Kendisi de Karagümrüklü. Şiirini yazdığı yerin dizisini çekiyor.

Önce "Deniz Feneri" programıyla tanıttı kendini, ardından "Karagümrük Yanıyor" şiiriyle akıllara kazındı. Şimdilerde ise Star TV’de yayınlanan ve kendi şiirinden yola çıkılarak çekilen "Karagümrük Yanıyor" dizisiyle olay yaratmakla meşgul... Uğur Arslan, Karagümrük’te başlayan ilginç yaşam öyküsünü ve Karagümrük raconlarını anlattı.

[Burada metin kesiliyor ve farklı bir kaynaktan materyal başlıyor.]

PR #64, opened 2020-03-07
Update dependencies

Sh3Rm4n:

PR #85, opened 2020-04-04
Clean up dependency versions in Cargo.toml

ra-kete:
This PR changes the version specifications in the Cargo.toml:
 - `"0.y.z"` -> `"0.y"`
 - `"x.y.z"` -> `"x"`

This does not functionally change anything, since version strings
without any operators default to the caret requirement anyway ([see Cargo docs][1]).
This changes just makes it obvious.

[1]: https://doc.rust-lang.org/cargo/reference/specifying-dependencies.html

### DIFF
--- a/Cargo.toml
+++ b/Cargo.toml
@@ -19,32 +19,32 @@ targets = ["thumbv7em-none-eabihf"]
 travis-ci = { repository = "stm32-rs/stm32f3xx-hal" }
 
 [dependencies]
-cortex-m = ">=0.5.8,<0.7"
-cortex-m-rt = "0.6.8"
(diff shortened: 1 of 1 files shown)


ra-kete:
I just noticed that this PR conflicts with #64.

AFAICT #64 actually is not necessary to update the dependencies, due to the implicit caret requirement mentioned above. Which just goes to show that the way dependencies are specified now is confusing.

Sh3Rm4n:
I like your approach better than mine in #64. 

I know that updating minor versions is not really necessary, that's why I hesitated to merge #64. 

I'll close it in favour of yours.

Issue #66, opened 2020-03-08
Support DMA


Sh3Rm4n:
Direct Memory Access allows peripherals to write to memory directly, without needing buffers. This saves memory and is a handy feature.

ra-kete:
I'm interested in this too. The project I'm working on pretty much demands DMA (in tandem with ADC and SPI). That's a major reason I don't use this HAL for it but wrote [my own one](https://gitlab.com/ra_kete/stm32f303xc-hal), based on [japari's blog post](https://blog.japaric.io/safe-dma/). I planned to upstream that at some point, but wasn't really sure how to go about it. My implementation is pretty specific to my needs and probably needs to be refactored a bit to be generally useful. And of course it supports only STM303xC MCUs.

I'd be willing to try my hand on implementing something that's useful for everyone. If you don't already have other plans, of course :)

Sh3Rm4n:
Cool. I have no plans to implement this myself atm. So I'm looking forward for any support on this. 

I'm okay with it being only compatible with the stm32303xc for now (similar to https://github.com/stm32-rs/stm32f3xx-hal/pull/47) If it is working, we can always incrementally add support for more stm32f3xx chips later in followup PRs. :)

ra-kete:
I've created a PR that adds MVP DMA support, i.e. the minimum amount of functionality that's useful to actually do something. I think it's a good idea to add more functionality incrementally instead of having one huge PR in the end that nobody understands and that takes forever to get merged.

Adding the missing DMA features I can think of:

- [x] generic support for one-shot DMAs
- [ ] generic support for circular DMAs
- [x] support for serial DMA
- [ ] support for SPI DMA
- [ ] support for I2C DMA
- [ ] support for ADC DMA (blocked by #20)

ra-kete:
Here are a few references I found helpful for DMA implementation:

- [The Embedonomicon on DMA](https://docs.rust-embedded.org/embedonomicon/dma.html)
- [`embedded-hal` issue about DMA](https://github.com/rust-embedded/embedded-hal/issues/37)
- [DMA Implementation in `stm32l0xx-hal`](https://github.com/stm32-rs/stm32l0xx-hal/blob/master/src/dma.rs)

PR #86, opened 2020-04-05
Initial DMA support

ra-kete:
This PR is the first part of an effort to add DMA support to this crate (see issue #66). It adds initial support for DMA, including:

- A `DmaExt` extension trait that splits a DMA peripheral into individual channels
- A `Transfer` abstraction that provides memory-safe one-shot DMA transfers
- New methods on serial receivers and transmitters to read/write data via DMA

This works only on STM32F303 devices for now.

### DIFF
--- a/src/dma.rs
+++ b/src/dma.rs
@@ -39,7 +39,9 @@ impl<B, C: Channel, T> Transfer<B, C, T> {
         B: WriteBuffer + 'static,
         T: Target<C>,
     {
-        let (ptr, len) = buffer.write_buffer();
+        // NOTE(unsafe) cannot call `&mut self` methods on `buffer` because its
+        // concrete type is unknown here
+        let (ptr, len) = unsafe { buffer.write_buffer() };
 
         channel.set_memory_address(ptr as u32, Increment::Enable);
         channel.set_transfer_length(len);
@@ -55,7 +57,9 @@ impl<B, C: Channel, T> Transfer<B, C, T> {
         B: ReadBuffer + 'static,
         T: Target<C>,
     {
-        let (ptr, len) = buffer.read_buffer();
+        // NOTE(unsafe) cannot call `&mut self` methods on `buffer` because its
+        // concrete type is unknown here
+        let (ptr, len) = unsafe { buffer.read_buffer() };
 
         channel.set_memory_address(ptr as u32, Increment::Enable);
         channel.set_transfer_length(len);
@@ -142,7 +146,11 @@ impl<B, C: Channel, T> TransferInner<B, C, T> {
 /// The implementing type must be safe to use for DMA reads. This means:
 ///
 /// - It must be a pointer that references the actual buffer.
-/// - The requirements documented on `read_buffer` must be fulfilled.
+/// - The following requirements must be fulfilled by `read_buffer`:
+///   - The function must always return the same values, if called multiple
+///     times.
+///   - The memory specified by the returned pointer and size must not be
+///     freed as long as `self` is not dropped.
 pub unsafe trait ReadBuffer {
     type Word;
 
@@ -155,11 +163,9 @@ pub unsafe trait ReadBuffer {
     ///
     /// # Safety
     ///
-    /// - This function must always return the same values, if called multiple
-    ///   times.
-    /// - The memory specified by the returned pointer and size must not be
-    ///   freed as long as `self` is not dropped.
-    fn read_buffer(&self) -> (*const Self::Word, usize);
+    /// Once this method has been called, it is unsafe to call any `&mut self`
+    /// methods on this object as long as the returned value is used (for DMA).
+    unsafe fn read_buffer(&self) -> (*const Self::Word, usize);
 }
 
 /// Trait for buffers that can be given to DMA for writing.
@@ -170,7 +176,11 @@ pub unsafe trait ReadBuffer {
 ///
 /// - It must be a pointer that references the actual buffer.
 /// - `Target` must be a type that is valid for any possible byte pattern.
-/// - The requirements documented on `write_buffer` must be fulfilled.
+/// - The following requirements must be fulfilled by `write_buffer`:
+///   - The function must always return the same values, if called multiple
+///     times.
+///   - The memory specified by the returned pointer and size must not be
+///     freed as long as `self` is not dropped.
 pub unsafe trait WriteBuffer {
     type Word;
 
@@ -183,11 +193,9 @@ pub unsafe trait WriteBuffer {
     ///
     /// # Safety
     ///
-    /// - This function must always return the same values, if called multiple
-    ///   times.
-    /// - The memory specified by the returned pointer and size must not be
-    ///   freed as long as `self` is not dropped.
-    fn write_buffer(&mut self) -> (*mut Self::Word, usize);
+    /// Once this method has been called, it is unsafe to call any `&mut self`
+    /// methods on this object as long as the returned value is used (for DMA)..
+    unsafe fn write_buffer(&mut self) -> (*mut Self::Word, usize);
 }
 
 // Blanked implementations for common DMA buffer types.
@@ -199,7 +207,7 @@ where
 {
     type Word = T::Word;
 
-    fn read_buffer(&self) -> (*const Self::Word, usize) {
+    unsafe fn read_buffer(&self) -> (*const Self::Word, usize) {
         self.as_read_buffer()
     }
 }
@@ -211,7 +219,7 @@ where
 {
     type Word = T::Word;
 
-    fn write_buffer(&mut self) -> (*mut Self::Word, usize) {
+    unsafe fn write_buffer(&mut self) -> (*mut Self::Word, usize) {
         self.as_write_buffer()
     }
 }
--- a/src/dma.rs
+++ b/src/dma.rs
@@ -52,8 +52,10 @@ impl<B, C: Channel, T: Target> Transfer<B, C, T> {
         B: WriteBuffer + 'static,
         T: OnChannel<C>,
     {
-        // NOTE(unsafe) cannot call `&mut self` methods on `buffer` because its
-        // concrete type is unknown here
+        // NOTE(unsafe) We don't know the concrete type of `buffer` here, all
+        // we can use are its `WriteBuffer` methods. Hence the only `&mut self`
+        // method we can call is `write_buffer`, which is allowed by
+        // `WriteBuffer`'s safety requirements.
         let (ptr, len) = unsafe { buffer.write_buffer() };
         let len = u16(len).expect("buffer is too large");
 
@@ -75,8 +77,10 @@ impl<B, C: Channel, T: Target> Transfer<B, C, T> {
         B: ReadBuffer + 'static,
         T: OnChannel<C>,
     {
-        // NOTE(unsafe) cannot call `&mut self` methods on `buffer` because its
-        // concrete type is unknown here
+        // NOTE(unsafe) We don't know the concrete type of `buffer` here, all
+        // we can use are its `ReadBuffer` methods. Hence there are no
+        // `&mut self` methods we can call, so we are safe according to
+        // `ReadBuffer`'s safety requirements.
         let (ptr, len) = unsafe { buffer.read_buffer() };
         let len = u16(len).expect("buffer is too large");
 
@@ -168,11 +172,11 @@ impl<B, C: Channel, T: Target> TransferInner<B, C, T> {
 /// The implementing type must be safe to use for DMA reads. This means:
 ///
 /// - It must be a pointer that references the actual buffer.
-/// - The following requirements must be fulfilled by `read_buffer`:
-///   - The function must always return the same values, if called multiple
+/// - As long as no `&mut self` method is called on the implementing object:
+///   - `read_buffer` must always return the same value, if called multiple
 ///     times.
-///   - The memory specified by the returned pointer and size must not be
-///     freed as long as `self` is not dropped.
+///   - The memory specified by the pointer and size returned by `read_buffer`
+///     must not be freed as long as `self` is not dropped.
 pub unsafe trait ReadBuffer {
     type Word;
 
@@ -186,7 +190,7 @@ pub unsafe trait ReadBuffer {
     /// # Safety
     ///
     /// Once this method has been called, it is unsafe to call any `&mut self`
-    /// methods on this object as long as the returned value is used (for DMA).
+    /// methods on this object as long as the returned value is in use (by DMA).
     unsafe fn read_buffer(&self) -> (*const Self::Word, usize);
 }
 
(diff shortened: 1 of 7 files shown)


src/serial.rs
```diff
@@ -36,24 +23,20 @@ use crate::gpio::gpioc::{PC10, PC11, PC4, PC5};
...
+        ops::{Deref, DerefMut},
+        pin::Pin,
+    };
+}
 
-use crate::gpio::AF7;
-use crate::rcc::{Clocks, APB1, APB2};
-use crate::time::Bps;
+#[cfg(feature = "stm32f303")]
+use dma_imports::*;
```
ra-kete, line 39: I cleaned up the imports a bit while I added my own ones. I noticed that model-specific imports add a lot of duplicated `cfg` statements. It would help readability a lot if we could reduce this duplication.

According to [this SO answer](https://stackoverflow.com/questions/43070430/is-there-a-way-to-use-the-cfgfeature-check-on-multiple-statements), we can solve this two ways:

1. Using an ad-hoc submodule and then re-exporting its members in the parent. This is the technique you see here.
2. Using the [cfg-if](https://crates.io/crates/cfg-if) crate.

I'm not too fond of the submodule solution, as it still adds unnecessary visual noise and still needs the `cfg` to be repeated twice. The `cfg-if` solution looks better to me, but would require an additional dependency.

src/serial.rs
```diff
@@ -373,7 +369,67 @@ macro_rules! hal {
                 }
             }
 
-            impl Default<u8> for Tx<$USARTX> {}
+            impl blocking::serial::write::Default<u8> for Tx<$USARTX> {}
+
+            #[cfg(feature = "stm32f303")]
+            impl Rx<$USARTX> {
+                /// Fill the buffer with received data using DMA.
+                pub fn read_all<B, C>(
```
ra-kete, line 377: I'll rename that to `read_exact`, that's more fitting.

Sh3Rm4n:
Thank you very much for this PR and providing so much extra information in https://github.com/stm32-rs/stm32f3xx-hal/issues/66. Now I have enough information to read into. I'll try to review this in the next days :)

src/serial.rs
Sh3Rm4n: I welcome this change :+1:

Sh3Rm4n:
Am I right, that this is on hold as long as [this](https://github.com/ra-kete/dma-poc) is still in progress? :)

ra-kete:
Not necessarily. The final goal of this project is to update the Embedonomicon, we don't need to wait for that. I think the discussion around the buffer type is most relevant for this PR and so far as I'm aware, the current proposal is sound. At least nobody has raised any issues with it yet.

So I would suggest I update this PR to make use of the suggested traits and then we try to get it merged. That way we can also get some practical experience with these traits, which we should before we recommend them for everyone.

ra-kete:
I'd say it's ready for review now.

ra-kete:
Hey @Sh3Rm4n, I don't want to be a bother but that has been waiting for a while. Anything I can do to help move it forward?

src/serial.rs
```diff
@@ -251,21 +237,21 @@ macro_rules! hal {
...
-                    // UE: enable USART
-                    // RE: enable receiver
-                    // TE: enable transceiver
-                    usart
-                        .cr1
-                        .modify(|_, w| w.ue().set_bit().re().set_bit().te().set_bit());
+                    usart.cr3.modify(|_, w| {
+                        w.dmar().enabled();  // enable DMA for reception
+                        w.dmat().enabled()   // enable DMA for transmission
+                    });
```
thalesfragoso, line 248: Hmm, maybe we should only enable the DMA when actually using it ?

thalesfragoso:
Oh, I forgot something, maybe we should have a method on the `Target` trait to get the peripheral address, that way we can set the address on the DMA code, what do you think ? Seems less error prone.

src/dma.rs
```diff
@@ -0,0 +1,699 @@
...
+    buffer: B,
+    channel: C,
+    target: T,
+}
+
+impl<B, C: Channel, T> TransferInner<B, C, T> {
+    /// Stop this transfer
+    fn stop(&mut self) {
+        self.channel.disable();
+        atomic::compiler_fence(Ordering::Acquire);
```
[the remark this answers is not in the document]
ra-kete: But the `self.channel.disable()` does a read, no? It is implemented as:
```rust
self.ch().cr.modify(|_, w| w.en().disabled());
```
And `modify` does a read-modify-write as far as I understand. I mean, it has to. How else would it set a single bit and leave the others unchanged?

src/dma.rs
```diff
@@ -0,0 +1,699 @@
...
+    /// - pointer to the start of the buffer
+    /// - buffer size in words
+    ///
+    /// # Safety
+    ///
+    /// - This function must always return the same values, if called multiple
+    ///   times.
+    /// - The memory specified by the returned pointer and size must not be
+    ///   freed as long as `self` is not dropped.
+    fn read_buffer(&self) -> (*const Self::Word, usize);
```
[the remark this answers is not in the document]
ra-kete: Well, the `# Safety` comment affects implementation only, not calling the function, so it is actually tied to the `unsafe` of the whole trait. But you are right, it needs to be in the `# Safety` section of the trait then too.

src/dma.rs
```diff
@@ -0,0 +1,699 @@
...
+                        use Event::*;
+
+                        // NOTE(unsafe) atomic write to a stateless register
+                        unsafe {
+                            &(*$DMAx::ptr()).ifcr.write(|w| match event {
+                                HalfTransfer => w.$chtifi().set_bit(),
+                                TransferComplete => w.$ctcifi().set_bit(),
+                                TransferError => w.$cteifi().set_bit(),
+                                Any => w.$cgifi().set_bit(),
+                            });
```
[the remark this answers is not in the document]
ra-kete: I tend to agree. But what about the scenario where both `TransferComplete` and `HalfTransfer` occured and the user clears `TransferComplete`? In this case, wouldn't they expect a call with `Any` to still return `true`, since the `HalfTransfer` is still set?

IMO, we should only clear the global flag when all other flags are cleared too. Or just leave it as is and document that the user has to take care of clearing the global flag.

src/dma.rs
```diff
@@ -0,0 +1,699 @@
...
+
+                impl private::Channel for $Ci {
+                    fn ch(&self) -> &stm32::dma1::CH {
+                        // NOTE(unsafe) $Ci grants exclusive access to this register
+                        unsafe { &(*$DMAx::ptr()).$chi }
+                    }
+                }
+
+                impl Channel for $Ci {
+                    fn event_occured(&self, event: Event) -> bool {
```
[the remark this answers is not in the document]
ra-kete: Ups, ignored the spellcheck here :)

src/dma.rs
```diff
@@ -0,0 +1,699 @@
+//! Direct memory access (DMA) controller
+
+// Currently DMA is only supported for STM32F303 MCUs.
+// Remove these `allow`s once all models have support.
+#![cfg_attr(not(feature = "stm32f303"), allow(unused_imports, unused_macros))]
```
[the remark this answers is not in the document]
ra-kete: I remember having some issues with conditionally adding the `dma` module itself, but can't think of why anymore. I'll test that again.

src/serial.rs
ra-kete: Here I just went with what the stm32l0xx-hal is doing: https://github.com/stm32-rs/stm32l0xx-hal/blob/master/src/serial.rs#L353

I don't know what their reasoning was, but for me it boils down to:
- Setting these bits does not start any additional peripherals, so it *should* not lead to more resource usage, so we should be fine to always do it. But to be honest I don't know what setting the bits really does on a hardware level.
- We could set these bits inside `read_exact` and `write_all` instead, but that would mean unnecessary register modifies when those methods are called multiple times.

But it probably doesn't matter much in either case. I'd not be opposed to moving these DMA enables if you think it would be better that way.

ra-kete:
> Oh, I forgot something, maybe we should have a method on the `Target` trait to get the peripheral address, that way we can set the address on the DMA code, what do you think ? Seems less error prone.

I looked into that, but it's not easy to implement nicely. The naive transformation would yield something like:
```rust
/// Trait for defining DMA targets and their channels
pub unsafe trait Target<C: Channel> {
    fn peripheral_address() -> u32;
}

macro_rules! targets {
    (
        $dma:ident,
        $( $target:ty => ($C:ident, $reg:expr), )+
    ) => {
        $(
            unsafe impl Target<$dma::$C> for $target {
                fn peripheral_address() -> u32 {
                    unsafe { &$reg as *const _ as u32 }
                }
            }
        )+
    };
}

#[cfg(feature = "stm32f303")]
targets!(dma1,
    serial::Rx<stm32::USART1> => (C5, (*stm32::USART1::ptr()).rdr),
    serial::Tx<stm32::USART1> => (C4, (*stm32::USART1::ptr()).tdr),
    serial::Rx<stm32::USART2> => (C6, (*stm32::USART2::ptr()).rdr),
    serial::Tx<stm32::USART2> => (C7, (*stm32::USART2::ptr()).tdr),
    serial::Rx<stm32::USART3> => (C3, (*stm32::USART3::ptr()).rdr),
    serial::Tx<stm32::USART3> => (C2, (*stm32::USART3::ptr()).tdr),
);
```

Which I don't like much, since (aside from being ugly) I don't think the DMA module should concern itself with the details of specific USART registers. Such low-level knowledge is better kept in the serial module IMO is. Now, this could be resolved with an additional `PeripheralAddress` trait that's impl'd on `Rx` and `Tx` inside the serial module. However, I'm not sure the additional complexity is worth it, at least for the MVP.

I think at some point, when DMA is supported for more than just serial, we'll want to move more setup logic into the `Transfer::start_*` methods, to remove code duplication. But I'd like to wait until then to see what the actual common usage patterns are. Trying to predict that now feels like over-engineering.

src/dma.rs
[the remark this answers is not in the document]
thalesfragoso: The purpose of this fence is to prevent operations on the buffer from getting moved to before the DMA is disabled, that happens in the write part. In `modify`, the read comes before the write, so the `Acquire` fence is, effectively, between the read and write. That way, it prevents the operations from being moved to before the read, but not the write.

src/dma.rs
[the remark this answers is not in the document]
thalesfragoso: Hmm, makes sense, I think the best solution is to leave as is and have a good documentation about this then.

src/serial.rs
thalesfragoso: I think it starts sending DMA requests, not sure what implications this has on a disabled channel, specifically, if a old request would stay there until the DMA is enabled or if it would be instantly dropped.

thalesfragoso:
> I think at some point, when DMA is supported for more than just serial, we'll want to move more setup logic into the Transfer::start_* methods, to remove code duplication. But I'd like to wait until then to see what the actual common usage patterns are. Trying to predict that now feels like over-engineering.

Agreed.

src/dma.rs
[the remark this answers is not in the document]
ra-kete: You are right of course.

What do you think of adding an `unsafe { ptr::read_volatile(&0); }` after the `channel.disable()`? That's what suggested in the Embedonomicon to force a memory read. That way we still have a single fence for DMA start and a single fence for DMA stop, which I think is less confusing than having multiple ones. Also we'd avoid the `SeqCst` fence, which sounds more expensive to me.

src/serial.rs
ra-kete: Okay, "not sure what would happen" is a good reason to err on the safe side. I'll move those enables.

src/dma.rs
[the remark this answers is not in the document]
thalesfragoso: To be honest, I don't think that `SeqCst` would have a noticeable difference (in performance) from `Acquire` here in specific. And I'm almost sure that pushing a variable to the stack, taking its address and reading it would probably be more expensive, so I would go with `SeqCst` which is even more readable than having an `unsafe { ptr::read_volatile(&0); }`.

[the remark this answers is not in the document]
ra-kete: You're right, I'm getting lost in premature optimization. Still I think it would be preferable to just change this fence here to `SeqCst` ordering instead of introducing a second one and making it harder to be sure that we have a fence in every relevant path.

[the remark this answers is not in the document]
thalesfragoso: Makes sense.

src/serial.rs
ra-kete: Implementing this has been a bit more work than I expected, because if we only enable DMA when we actually start a transfer, we should also disable it again when the transfer is over. So I repurposed the `Target` trait to provide `enable_dma` and `disable_dma` methods that are now used as callbacks when a `Transfer` starts and stops. The mapping from targets to DMA channels is split into a separate trait called `OnChannel` now.

src/dma.rs
```diff
@@ -39,7 +39,9 @@ impl<B, C: Channel, T> Transfer<B, C, T> {
         B: WriteBuffer + 'static,
         T: Target<C>,
     {
-        let (ptr, len) = buffer.write_buffer();
+        // NOTE(unsafe) cannot call `&mut self` methods on `buffer` because its
+        // concrete type is unknown here
```
thalesfragoso, line 56:
```suggestion
        // NOTE(unsafe) We can't (and won't) call `&mut self` methods on
        // `buffer` after this call and until the end of the transfer, because
        // its concretetype is unknown here
```

thalesfragoso: Not sure about the wording, but we should explain this better.

src/dma.rs
```diff
@@ -55,7 +57,9 @@ impl<B, C: Channel, T> Transfer<B, C, T> {
         B: ReadBuffer + 'static,
         T: Target<C>,
     {
-        let (ptr, len) = buffer.read_buffer();
+        // NOTE(unsafe) cannot call `&mut self` methods on `buffer` because its
+        // concrete type is unknown here
```
thalesfragoso, line 79:
```suggestion
        // NOTE(unsafe) We can't (and won't) call `&mut self` methods on
        // `buffer` after this call and until the end of the transfer, because
        // its concretetype is unknown here
```

src/dma.rs
```diff
@@ -142,7 +146,11 @@ impl<B, C: Channel, T> TransferInner<B, C, T> {
 /// The implementing type must be safe to use for DMA reads. This means:
 ///
 /// - It must be a pointer that references the actual buffer.
-/// - The requirements documented on `read_buffer` must be fulfilled.
+/// - The following requirements must be fulfilled by `read_buffer`:
+///   - The function must always return the same values, if called multiple
+///     times.
```
thalesfragoso, line 173: I don't think this is true in the usual `StableDeref` sense of things.

src/dma.rs
```diff
@@ -170,7 +176,11 @@ pub unsafe trait ReadBuffer {
 ///
 /// - It must be a pointer that references the actual buffer.
 /// - `Target` must be a type that is valid for any possible byte pattern.
-/// - The requirements documented on `write_buffer` must be fulfilled.
+/// - The following requirements must be fulfilled by `write_buffer`:
+///   - The function must always return the same values, if called multiple
+///     times.
```
thalesfragoso, line 203: Same as above.

src/dma.rs
ra-kete: I thought it was clear, but I'm probably in too deep :) I'll update this with more words.

src/dma.rs
ra-kete: Yeah, I also had issues with that. The `{Read,Write}Buffers` demand that the buffer we give out remains stable and valid as long as the object lives. But that is not true, when we use `StableDeref`. With `StableDeref` it is only true if we also demand that `&mut self` is not called.

Ideally, we would just drop the use of `StableDeref` and be strict on the initial demand. That would keep the safety guarantees relatively simple with few edge cases. Also the `{read,write}_buffer` methods wouldn't need to be `unsafe` anymore. BUT that would also prevent us from using `Vec` and `Box` for DMA. Those could only safely implement the traits if they were wrapped in a newtype that makes the `&mut self` methods inaccessible. Which is inconvenient. And shouldn't be necessary, since `Vec` and `Box` are perfectly fine for DMA...

So... I'll update those `Safety` comments to also include the `&mut self` edge case. But maybe we can think of something better at some point.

Karagümrük; Hırka-i Şerif Camii’nden, Mihrimah Sultan Camii, Fatih Nişancası’yla Keçeciler Caddesi arasındaki bölgenin adıdır. Övünmek gibi olmasın ama, bendeniz de 2 kuşak Karagümrük’lüyüm. Arpacı Emin, Adem Baba Sokak, 3 numara. Şimdi o 3 katlı cumbalı evin yerinde Vatan Lisesi var. Rahmetli babam; Karagümrükspor’un kurucu ve futbolcularından, Kara Harp Okulu 1935 mezunu, Arap Naşit. Karabaş Yokuşu’nu tırmanıp Karagümrük pazarına çık. Biraz ileride tramvay yoluna çıkınca, Vefa Stadı’nın karşısındaki köşede Nazmi’nin kahvesini göreceksin. Gir içeri, karşı köşede rahmetli Prof. Dr. Naci Şensoy, unutulmaz futbolcu Kadri Aytaç, spor yazarı Asaf Ayçıl, karikatürist Cafer Zorlu prafa oynuyor. Birazdan milli takımın değişmez futbolcusu Naci Erdem de gelecek...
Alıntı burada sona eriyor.